- Birth name: Theo Keating
- Also known as: Fake Blood, Touché
- Origin: London, England
- Genres: Electro house, fidget house, hip hop, big beat
- Occupation(s): DJ, musician, producer
- Instrument(s): Turntables, programming
- Labels: Blood Music, PIAS, Southern Fried Records, Cheap Thrills
- Website: www.instagram.com/iamfakeblood/

= Theo Keating =

British DJ, musician and music producer

Theo Keating, also known as Fake Blood and Touché, is an English DJ, musician and music producer who made his name as one half of the Wiseguys, a British hip hop/big beat group, together with Paul Eve. Some of their best-known songs are "Start the Commotion" and "Ooh La La" (not to be confused with the Goldfrapp song of the same name), which were used in commercials for Mitsubishi and Budweiser, respectively. Keating's current project is a duo called the Black Ghosts where he performs with Simon William Lord, formerly a founding member of rock band Simian.

Keating is also a popular house and electro DJ and producer, under the name Fake Blood. He has released several successful productions and remixes as Fake Blood, including his 2009 release "I Think I Like It". In 2009, Fake Blood featured on an episode of BBC Radio 1's Essential Mix.

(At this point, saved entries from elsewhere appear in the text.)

PR #1625, opened 2023-03-31
Visualizer Framework

0ssigeno:


intel_owl/wsgi.py
```diff
@@ -1,6 +1,9 @@
 # This file is a part of IntelOwl https://github.com/intelowlproject/IntelOwl
 # See the file 'LICENSE' for copying permission.
 
+# This file is a part of IntelOwl https://github.com/intelowlproject/IntelOwl
+# See the file 'LICENSE' for copying permission.
```
mlodic, line 5: there are several duplicates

In May 2012, Fake Blood announced plans on his Facebook page about a new 3-track EP. Later, in July 2012, he stated that the album Cells would be released in the autumn. It featured brand new tracks and its first single, "Yes/No" was released in August as an EP, followed up by the second single "All in the Blink" later in the year.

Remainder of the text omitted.